■ What is needed ■
Nothing but the lines from the start of the records below through the line that has "this._isOpen = false;" should appear, each exactly as given.

Collected data:
BEGIN
PR #313, opened 2020-07-20
handle AUTOFOCUS option in global-expander

ricky-lau:
- handle values that are not accepted for AUTOFOCUS
- swap out switch for if/else when detecting values on AUTOFOCUS

### DIFF
--- a/toolkits/global/packages/global-expander/js/expander.js
+++ b/toolkits/global/packages/global-expander/js/expander.js
@@ -25,10 +25,14 @@ const Expander = class {
 
 		this._isOpen = false;
 
-		this._handleButtonClick = this._handleButtonClick.bind(this);
-		this._handleButtonKeydown = this._handleButtonKeydown.bind(this);
-		this._handleDocumentClick = this._handleDocumentClick.bind(this);
-		this._handleDocumentKeydown = this._handleDocumentKeydown.bind(this);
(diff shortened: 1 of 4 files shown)


toolkits/global/packages/global-expander/js/expander.js
```diff
@@ -123,6 +123,25 @@ const Expander = class {
...
 
+	/**
+	 * AutoFocus
+	 */
+
+	_handleAutoFocus() {
+		if (this._options.AUTOFOCUS === 'target') {
+			this._autoFocusElement = this._targetEl;
+			this._targetEl.setAttribute('tabindex', '-1');
+			this._autoFocusElement.focus();
```
tulipdexter, line 134: This can happen at the end of this function.

toolkits/global/packages/global-expander/js/expander.js
```diff
@@ -123,6 +123,25 @@ const Expander = class {
...
+		}
+		if (this._options.AUTOFOCUS === 'firstTabbable') {
+			this._autoFocusElement = this._targetTabbableItems.length > 0 && this._targetTabbableItems[0];
+			if (this._autoFocusElement.setSelectionRange) {
+				this._autoFocusElement.setSelectionRange(0, this._autoFocusElement.value.length);
+			}
+			this._autoFocusElement.focus();
```
tulipdexter, line 141: This won't be needed if it's moved to the end of the function

PR #224, opened 2016-10-04
Brazilian Portuguese added

douglascorrea:
### Summary of changes

Besides for Timex the translations are the same, pt and pt_BR are different locales and usually we will use pt_BR translations on gettext, than it is easier to use Gettext.get_locale as input parameter of Timex.lformat when needed.

I also think that we should use the ll_CC standard (https://www.gnu.org/software/gettext/manual/html_node/Locale-Names.html) for all translations, but it will probably be a breaking changes, this is way I'm doing this only for Brazilian and let pt/ folder as is.

### DIFF
--- a/priv/translations/pt_BR/LC_MESSAGES/day_periods.po
+++ b/priv/translations/pt_BR/LC_MESSAGES/day_periods.po
@@ -1,0 +1,36 @@
+# # `msgid`s in this file come from POT (.pot) files.
+# #
+# # Do not add, change, or remove `msgid`s manually here as
+# # they're tied to the ones in the corresponding POT file
+# # (with the same domain).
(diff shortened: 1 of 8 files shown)


bitwalker:
Thanks for the PR! This is great! I'll review the link and think about how we could move to that format if it makes sense to do so (I'm sure it does, I just need to make sure I understand it).

douglascorrea:
@bitwalker will you release it? I'm using it as a commit ref in my mix.exs but when it is more complicated to deploy in heroku using mix file with git repo references

bitwalker:
@douglascorrea Yeah I'll try and get a release out ASAP, I have a few other things I would like to include.

PR #225, opened 2016-10-05
Fix subtract for small durations

gabrielelana:
Smaller durations (less than a second) where added instead of subtracted


bitwalker:
Thanks!

PR #226, opened 2016-10-11
To datetime with timezone

jadlr:
This changes the behavior of `to_datetime` when called with a `DateTime` struct.

I'm writing an application that needs to convert datetimes to other timezones and I didn't know about `Timex.Timezone.convert/2`

I was surprised by the current behavior:

```elixir
iex(1)> Timex.to_datetime(Timex.now, "Europe/Berlin") 
#<DateTime(2016-10-11T16:05:08.439973Z Etc/UTC)>
```

I was even more surprised by:

```elixir
iex(2)> Timex.to_datetime(Timex.now, "Hello")        
#<DateTime(2016-10-11T16:05:45.608048Z Etc/UTC)>
```

I think the more logical thing to do is to convert the date if the timezone differs from the one in the `DateTime` struct.

What do you think? Is there something I am overlooking?

### DIFF
--- a/lib/datetime/datetime.ex
+++ b/lib/datetime/datetime.ex
@@ -39,7 +39,7 @@ defimpl Timex.Protocol, for: DateTime do
   def to_date(date), do: DateTime.to_date(date)
 
   @spec to_datetime(DateTime.t, timezone :: Types.valid_timezone) :: DateTime.t | {:error, term}
-  def to_datetime(%DateTime{time_zone: time_zone} = d, timezone) when time_zone == timezone, do: d
+  def to_datetime(%DateTime{time_zone: timezone} = d, timezone), do: d
   def to_datetime(%DateTime{} = d, timezone), do: Timezone.convert(d, timezone)
 
   @spec to_naive_datetime(DateTime.t) :: NaiveDateTime.t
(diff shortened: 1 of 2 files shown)


lib/datetime/datetime.ex
```diff
@@ -39,7 +39,8 @@ defimpl Timex.Protocol, for: DateTime do
   def to_date(date), do: DateTime.to_date(date)
 
   @spec to_datetime(DateTime.t, timezone :: Types.valid_timezone) :: DateTime.t | {:error, term}
-  def to_datetime(%DateTime{} = d, _timezone), do: d
+  def to_datetime(%DateTime{time_zone: time_zone} = d, timezone) when time_zone == timezone, do: d
```
bitwalker: You can just do `to_datetime(%DateTime{time_zone: timezone} = d, timezone), do: d` which will only match if both the provided timezone and the one on the DateTime are the same.

bitwalker:
You're definitely correct, your changes look good except for the one tweak I suggested. I'll get this merged once that's updated. Thanks for the PR!

jadlr:
@bitwalker thanks for the hint! I didn't know that. 

I just found out that `Timex.Timezone.convert` can return an `AmbiguousDateTime`. Could that be a Problem? Should I add `AmbiguousDateTime` to the `@spec` of `to_datetime`?

bitwalker:
Yeah could you add it to the `@spec`, it should be there. AmbiguousDateTime is intended to be resolved by the caller, but it should only occur with DateTime, no other types, so we need to pass it back to the caller for any conversions like this which may result in an AmbiguousDateTime.

bitwalker:
Thanks again!

PR #229, opened 2016-10-25
bump gettext version

### LINKED ISSUE #228: gettext 0.12.x breaks Timex 3.x
### Steps to reproduce

- API function called: `Timex.format!()`
- Arguments provided: `"{Mfull} {D} {YYYY}, {h12}:{m}{am}"`

### Description of issue

Timex is calling a private gettext API, which changed in the past two days with their 0.12.0 release.

### Stacktrace

(I'm on Timex 3.1.0)

```
** (exit) an exception was raised:
    ** (UndefinedFunctionError) function Timex.Gettext.lgettext/3 is undefined or private. Did you mean one of:

      * lgettext/4

        (timex) Timex.Gettext.lgettext("en", "months", "January")
        (timex) lib/l10n/translator.ex:156: Timex.Translator.get_domain_text/3
        (timex) lib/l10n/translator.ex:103: Timex.Translator.get_months/1
        (timex) lib/format/datetime/formatter.ex:441: Timex.Format.DateTime.Formatter.format_token/6
        (timex) lib/format/datetime/formatters/default.ex:182: Timex.Format.DateTime.Formatters.Default.do_format/4
        (timex) lib/format/datetime/formatter.ex:54: Timex.Format.DateTime.Formatter.lformat!/4
```

### Temp Resolution

Forcing my mix.deps to use the `0.11.0` version made this error go away.

jadlr:
### Summary of changes

use `lgettext/4` instead of `lgettext/3`, since no bindings are needed an empty map does the trick.

fixes #228 

### Checklist

### DIFF
--- a/lib/l10n/translator.ex
+++ b/lib/l10n/translator.ex
@@ -153,7 +153,7 @@ defmodule Timex.Translator do
 
   @spec get_domain_text(locale :: String.t, domain :: String.t, msgid :: String.t) :: String.t
   defp get_domain_text(locale, domain, msgid) do
-    case Timex.Gettext.lgettext(locale, domain, msgid) do
+    case Timex.Gettext.lgettext(locale, domain, msgid, %{}) do
       {:ok, translated}   -> translated
       {:default, default} -> default
     end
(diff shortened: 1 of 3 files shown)


bitwalker:
Thanks!

james-vanlommel-zefr:
JFYI, when I first mentioned this issue on #elixir-lang, Jose asked why timex was using an internal API of gettext - if there's a continued need for `lgettext`, it may worth opening up an issue or PR on gettext so future internal changes don't cause breaks in Timex.

bitwalker:
I'm not sure how it's private, since it's exposed via the gettext module generated via the `__using__` macro, but I'll review it to see if maybe we're using it wrong.

jadlr:
@bitwalker I think the answer lies in the `locale` paragraph of the docs: https://hexdocs.pm/gettext/Gettext.html#module-locale

TL;DR: You're supposed to store the locale per process via `Gettext.put_locale/2`

bitwalker:
Interesting that they don't support explicitly passing the locale in the public API. I liked the explicit route since it was clear what was being used. Looks like the fix is to wrap formatting calls in something which pops the current locale, pushes the provided one, then pushes the previous locale back. The API could support the implicit locale as well (iirc, it does that anyway, but I'd need to double check).

PR #232, opened 2016-10-27
Fix typo in typespec for Timex.shift

obrok:
### Summary of changes

The typespec for `Timex.shift` used `Types.valid_datetimes` but the type defined there is `Types.valid_datetime`. This caused dialyzer to generate a warning in downstream projects.

Is there some reason why dialyzer is not part of the travis build? I could try to assemble a PR  adding that if you're interested.

### DIFF
--- a/lib/timex.ex
+++ b/lib/timex.ex
@@ -1413,7 +1413,7 @@ defmodule Timex do
     weeks: integer,
     years: integer
   ]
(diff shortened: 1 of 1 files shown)


bitwalker:
There is no specific reason, other than I haven't yet spent time to iron out dialyzer warnings entirely.

PR #234, opened 2016-10-28
Fix shifting into December

obrok:
### Summary of changes

When shifting into December the computation would set the month to 0 which in turn caused a crash:

```elixir
** (FunctionClauseError) no function clause matching in :calendar.last_day_of_the_month1/2
     stacktrace:
       (stdlib) calendar.erl:244: :calendar.last_day_of_the_month1(2001, 0)
       (timex) lib/datetime/naivedatetime.ex:248: Timex.Protocol.NaiveDateTime.shift_by/3
       (timex) lib/datetime/naivedatetime.ex:213: Timex.Protocol.NaiveDateTime.apply_shifts/2
       (timex) lib/date/date.ex:189: Timex.Protocol.Date.shift/2
       test/shift_test.exs:79: (test)
```


bitwalker:
Thanks!

PR #235, opened 2016-10-31
Add months to typespec for Timex.shift

obrok:
### Summary of changes

The option list typespec didn't allow months despite it clearly working. Sorry for not noticing this when I changed this earlier.


bitwalker:
Thanks!

Issue #236, opened 2016-11-01
Timex 2.2.1 fails to format RFC1123 dates


mspanc:
### Steps to reproduce

Under timex 2.2.1, which is the last supported on Elixir 1.2, the following fails:

(record is some Ecto model)

- record.updated_at |> Ecto.DateTime.to_iso8601 |> Timex.parse!("{ISO:Extended}") |> Timex.format!("{RFC1123}")

Causes UndefinedFunctionError because it internally calls

- Timex.Gettext.lgettext
- `["en", "months", "Jan"]`

but gettext 0.12.1 that is used in 2.2.1 requires 4 arguments to lgettext.

bitwalker:
If you lock the version of gettext at 0.11, this issue won't affect you with 2.2.1. 3.x already has this fixed, and it affects 2.2.1 because it's version restriction on gettext is very loose.

PR #237, opened 2016-11-01
Fix for https://github.com/bitwalker/timex/issues/236

mspanc:
Fix for https://github.com/bitwalker/timex/issues/236


bitwalker:
This change is already present in master, and has been in the last few 3.x releases.

mspanc:
Don't you think that releasing fix for apps that are stuck with elixir 1.2
would make sense? Not everyone is ready to follow the master branch just
for sake of following the master.

bitwalker:
It's been on hex in the 3.1.x series of releases as well, I'm not suggesting tracking against master. That said, since gettext is the breaking change here, it's better to lock in to gettext 0.11 until you can upgrade to elixir 1.3+ and thus timex 3.x+.

PR #239, opened 2016-11-04
fix typespec

sasa1977:


sasa1977:
Not sure why the coverage decreased? I didn't add any line of code.

bitwalker:
No worries, must be a problem with how coverage is calculated

PR #245, opened 2016-11-17
fix @doc formatting

techgaun:
### Summary of changes

Changed spacing so the doc formatting looks good in `mix docs` generation.

### Checklist


techgaun:
Also, I was wondering the reason for using `__MODULE__` in many places. There are inconsistencies in the choice. I thought to change those as well but wanted to make sure that there's a reason behind it

bitwalker:
I mainly use the macro in places where the module name is long, but there are still legacy instances of it around in places where I wouldn't necessarily use it today. Thanks for the PR!

PR #247, opened 2016-11-17
Enables fallback_to_any in Timex.Protocol

### LINKED ISSUE #246: Timex.Protocol does not fallback to Any
### Steps to reproduce

```
$iex -S mix
# This works
iex()> Timex.is_valid?({2016, 01, 01})
true

# This should be {:error, :invalid_date}
iex()> Timex.is_valid?("caturday")
** (Protocol.UndefinedError) protocol Timex.Protocol not implemented for "caturday"
    (timex) lib/protocol.ex:1: Timex.Protocol.impl_for!/1
    (timex) lib/protocol.ex:150: Timex.Protocol.is_valid?/1
```

### Description of issue

- What are the expected results?
   The call to Timex.is_valid?("caturday") should return either false or the tuple {:error, :invalid_date}. 
   Definitely not throwing an exception. Also from the code in https://github.com/bitwalker/timex/blob/master/lib/protocol.ex#L163 it seems the intention is to fallback to returning an :error tuple. This happens also with other functions defined in the protocol

- If you are certain this is a bug in Timex, do you have references I
  can use to check the algorithm/logic against? 
  
 In the definition of Timex.Protocol should be added the line 

    @fallback_to_any true

according do the [elixir docs](http://elixir-lang.org/getting-started/protocols.html#fallback-to-any)

voger:
### Summary of changes
fixes #246

Unfortunately I don't have much experience with git so I couldn't squash the commits properly. I hope I will do better next time. 

There are two commits. One for code and one for tests. I hope this is not a big problem.

### Checklist

- [ NA] New functions have typespecs, changed functions were updated
- [ NA] Same for documentation, including moduledocs
- [ Y] Tests were added or updated to cover changes
- [ N] Commits were squashed into a single coherent commit

### DIFF
--- a/lib/protocol.ex
+++ b/lib/protocol.ex
@@ -4,6 +4,8 @@ defprotocol Timex.Protocol do
   `NaiveDateTime`, or `DateTime` as input.
   """
 
+  @fallback_to_any true
+
   @doc """
   Convert a date/time value to a Julian calendar date number
   """
--- a/test/timex_test.exs
+++ b/test/timex_test.exs
@@ -43,6 +43,8 @@ defmodule TimexTests do
     localdate = {{2013,3,17},{11,59,10}}
     assert Timex.weekday(Timex.to_datetime(localdate)) === 7
     assert Timex.weekday(Timex.epoch()) === 4
+    assert {:error, :invalid_date} = Timex.weekday("Made up date")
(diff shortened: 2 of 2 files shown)


bitwalker:
Thanks for the PR!

PR #257, opened 2016-12-29
Fix from_iso_triplet logic

mbramson:
Shoutout to https://github.com/ericworkman who paired with me on all of this.

When implementing a feature that used `from_iso_triplet` to get the first day of an iso week, a case was found around the boundary of the year where `from_iso_triplet` generated a match error when it called `iso_day_to_date_tuple`. This is because before `from_iso_triplet` calls this method it calculates an offset for the day, which it then adds to the day, which can result in a day that is < 1 or greater than > 366. `iso_day_to_date_tuple`'s guard clause prohibits such days.

The fix to that problem was to make a conversion from ordinal_day after the offset has been applied to iso day, accounting for all situations where the ordinal_day crosses the year boundary (taking into account leap years).

In the process of implementing this fix, a bug was found in the implementation of `iso_day_to_date_tuple` that resulted in wrong resulting dates. Tests around all boundaries were added and ultimately, it was determined that the guard clause should be tighter to account for leap and non-leap years. So a day of 366 is no longer a valid input to `iso_day_to_date_tuple` if the year is a non-leap year, but it is if the year is a leap year.

Guard macros for `is_leap_year` and `is_iso_day_of_year` were added to deal with this, and ultimately should be good utility functions for the public Timex API. 

from_iso_triplet now works for dates that cross year boundaries.

The updated `iso_day_to_date_tuple` method now errors with error tuples
for invalid days (< 1 or > 366, depending on leap years) rather than
match errors, so the input to that function needs to be controlled more
tightly. An ordinal date to year and iso_day conversion step was added to
ensure this. When the day or year is invalid for `iso_day_to_date_tuple`, an appropriate error tuple is now returned rather than simple a match error that is less than informative. I tried to match the surrounding style of error tuples, but please let me know if you think they should be more specific (perhaps indicating by which direction the day or year is invalid).

Of note, I think that the `iso_day_to_date_tuple` function might not belong in Helpers any longer, as it could be a useful function for the public Timex API, and its certainly robust enough now.  That said, I think that's a decision for a separate PR.

Single Commit:

Add test cases around iso_day_to_date_tuple

Add is_leap_year guard macro

Add is_iso_day_of_year guard macro

Change iso_day_to_date_tuple guard clause to use is_iso_day_of_year
instead of is_day_of_year to more correctly bound possible matched input
values. This allows the removal of the first cond in
iso_day_to_date_tuple.

Add error tuples to iso_day_to_date_tuple for days and years which are
invalid.

### Summary of changes

### Checklist

### DIFF
--- a/lib/timex.ex
+++ b/lib/timex.ex
@@ -620,8 +620,19 @@ defmodule Timex do
       do
       {_, _, jan4weekday} = iso_triplet({year, 1, 4})
       offset = jan4weekday + 3
-      ordinal_date = ((week * 7) + weekday) - offset
-      {year, month, day} = Helpers.iso_day_to_date_tuple(year, ordinal_date)
+      ordinal_day = ((week * 7) + weekday) - offset
+      {year, iso_day} = case {year, ordinal_day} do
+        {year, ordinal_day} when ordinal_day < 1 and is_leap_year(year - 1) ->
+          {year - 1, ordinal_day + 366}
+        {year, ordinal_day} when ordinal_day < 1 ->
+          {year - 1, ordinal_day + 365}
+        {year, ordinal_day} when ordinal_day > 366 and is_leap_year(year) ->
+          {year + 1, ordinal_day - 366}
+        {year, ordinal_day} when ordinal_day > 365 and not is_leap_year(year) ->
+          {year + 1, ordinal_day - 365}
+        _ -> {year, ordinal_day}
+      end
+      {year, month, day} = Helpers.iso_day_to_date_tuple(year, iso_day)
       %Date{year: year, month: month, day: day}
   end
   def from_iso_triplet(_, _, _), do: {:error, {:from_iso_triplet, :invalid_triplet}}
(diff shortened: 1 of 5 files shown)


mbramson:
It appears that CI is failing because coverage decrease by two lines in lib/time/duration.ex. As this PR did not touch that file, my conclusion is that some of the logic that was removed resulted in tests that existed previously (and still do, I didn't remove any tests) no longer hitting something in that file.  A potential candidate is my not using the `is_day_of_year` guard macro for `iso_day_to_date_tuple` in favor of `is_iso_day_of_year`. I haven't isolated why exactly, but as code and case coverage improved in the parts of the code that I did touch, I'd think that this is an acceptable tradeoff. What are your thoughts @bitwalker ?

bitwalker:
This is excellent work! Thanks for the explanation and detail, it helps me review things a lot faster :)

As for the coverage, it's because the total line count increased, but the number of covered lines did not increase proportionally. It's nothing to worry about, I've been meaning to fix that for awhile.

PR #469, opened 2018-09-28
Added missing type specs for Timex.set/2

thomasbrus:
### Summary of changes

In https://github.com/bitwalker/timex/pull/376, the option was added to pass a `%Time{}` struct to Timex.set/2 via `:time`. However currently dialyzer complains because the type is still specified as {hour, minute, second}. This PR fixes that:)

### Checklist


thomasbrus:
@ckhrysze agreed, hadn't noticed! See last commit. Also I moved the tests for set/2 into a new file. Let me know if you have any other comments

PR #477, opened 2018-10-12
WIP beginning_of_seconds and end_of_seconds

nathanl:
These are two functions I found useful in my work, where I needed to "round" some datetimes to the nearest hour. They seems to fit in with functions like `end_of_month`, etc.

This is WIP, as it needs to be split up into protocol implementations. But I wanted to see if you like the idea before doing that.

### Summary of changes

### Checklist

### DIFF
--- a/lib/timex.ex
+++ b/lib/timex.ex
@@ -1362,6 +1362,65 @@ defmodule Timex do
 
   def end_of_quarter(_, _), do: {:error, :invalid_year_or_month}
 
+
+  @doc """
+  Given a Datetime, returns a datetime at the end of a period of N seconds.
+  For example, this could be used to round to the next hour.
+
+  iex> Timex.end_of_seconds(~N[2018-01-01 00:00:13], 15)
+  ~N[2018-01-01 00:00:15]
+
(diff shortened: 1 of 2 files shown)


lib/timex.ex
```diff
@@ -1362,6 +1362,66 @@ defmodule Timex do
...
+    if rem(unix, seconds) == 0 do
+      input_datetime
+    else
+      rounded_down = div(unix, seconds) * seconds
+
+      output_datetime = rounded_down |> Timex.from_unix()
+
+      # return the same type we were given
+      case input_datetime do
+        %DateTime{} -> output_datetime
```
nathanl: This would be split into the various protocol implementations

bitwalker:
My feeling is that we'd be better off adding `Timex.round/2` which rounds to the nearest granularity (as seen in other APIs, like `compare/3`). A `Timex.round/3` variant could take an argument which indicates the rounding direction. Alternatively, we could do `Timex.ceil/2` and `Timex.floor/2` which act like their mathematical counterparts, but take a granularity like the proposed `round/2` function. Thoughts?

PR #480, opened 2018-10-30
Setup property based test framework and add sample tests

mkorszun:
#### WHY
Introduce property based tests in order to:
* increase correctness of timex public api by discovering corner cases earlier
* reduce number of example based tests, which will not be able to cover all scenarios and edge cases anyway

#### What
* Use [StreamData](https://github.com/whatyouhide/stream_data) as a property based test framework
* Introduce a couple of sample property tests. We can not really add property tests for all the public functions anyway. It will be a longer process and we would like to start it with this PR.

### Checklist

### DIFF
--- a/test/helpers/property_helpers.ex
+++ b/test/helpers/property_helpers.ex
@@ -1,0 +1,30 @@
+defmodule PropertyHelpers do
+  @moduledoc """
+  Custom data generators to be used in property tests
+  """
+
+  def date_time_generator(:struct) do
+    date_time_generator(:tupple)
+    |> StreamData.map(&Timex.to_datetime/1)
+  end
+
+  def date_time_generator(:tupple) do
+    [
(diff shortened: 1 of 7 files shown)


test/helpers/property_helpers.ex
```diff
@@ -0,0 +1,30 @@
...
+  @moduledoc """
+  Custom data generators to be used in property tests
+  """
+
+  def date_time_generator(:struct) do
+    date_time_generator(:tupple)
+    |> StreamData.map(&Timex.to_datetime/1)
+  end
+
+  def date_time_generator(:tupple) do
```
ckhrysze: I may just be missing something, but why :tupple and not :tuple?

mkorszun: @ckhrysze typo :( - thanks for the feedback 👍

PR #483, opened 2018-11-02
Fixes wrong interval bounds interpretation, fixes #482

### LINKED ISSUE #482: The bounds of intervals are inverted now!
Hi.
In your [commit](https://github.com/bitwalker/timex/commit/063e2dd1d5c0767e5e24ee3b8bc8bd2157aa7362) you swapped the bounds of intervals.
BUT: Your initial implementation was correct, see your link in the docs. Now your code as well as your documentation are just wrong

> An **open interval** does not include its endpoints, and is indicated with parentheses `()`.

> A **closed interval** is an interval which includes all its limit points, and is denoted with square brackets `[]`.

Revert the commit?

Greetings

Andreas

arfl:
Hi.
I said it already in the Issue #482, you misinterpreted the meaning of open/closed bounds of intervals.
Open intervals **do not include** the bounds, closed bounds **do include** the bounds.
So, your original implementation was correct.

### Summary of changes
Since your original implementation was correct, I have reverted your [commit](https://github.com/bitwalker/timex/commit/063e2dd1d5c0767e5e24ee3b8bc8bd2157aa7362) by hand, preserving the documentation changes you did in this commit (just adjusted the wrong statements about the bounds) and the updated implementation.
The 3 broken tests are already in the master branch and are not related to the changes I did.
When you see my diff, you would realize that I changed more lines that I needed. That's because of the formatter I always run. But most of the changes, the formatter has done, are really good ones.

Hope you can fix it as soon as possible. And it would be great if you consider this fix to be worth releasing a new version.

By the way, thank you for this great library! We use it in EVERY project we start. 

### Checklist

- [x ] New functions have typespecs, changed functions were updated
- [x ] Same for documentation, including moduledocs
- [x ] Tests were added or updated to cover changes
- [x ] Commits were squashed into a single coherent commit

### DIFF
--- a/lib/interval/interval.ex
+++ b/lib/interval/interval.ex
@@ -6,11 +6,11 @@ defmodule Timex.Interval do
 
       iex> use Timex
       ...> Interval.new(from: ~D[2016-03-03], until: [days: 3])
-      %#{__MODULE__}{from: ~N[2016-03-03 00:00:00], left_open: true, right_open: false, step: [days: 1], until: ~N[2016-03-06 00:00:00]}
+      %#{__MODULE__}{from: ~N[2016-03-03 00:00:00], left_open: false, right_open: true, step: [days: 1], until: ~N[2016-03-06 00:00:00]}
 
       iex> use Timex
       ...> Interval.new(from: ~D[2016-03-03], until: ~N[2016-03-10 01:23:45])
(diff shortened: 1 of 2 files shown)


bitwalker:
Thanks!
END
■ Task response ■
PR #313, opened 2020-07-20
handle AUTOFOCUS option in global-expander

ricky-lau:
- handle values that are not accepted for AUTOFOCUS
- swap out switch for if/else when detecting values on AUTOFOCUS

### DIFF
--- a/toolkits/global/packages/global-expander/js/expander.js
+++ b/toolkits/global/packages/global-expander/js/expander.js
@@ -25,10 +25,14 @@ const Expander = class {
 
 		this._isOpen = false;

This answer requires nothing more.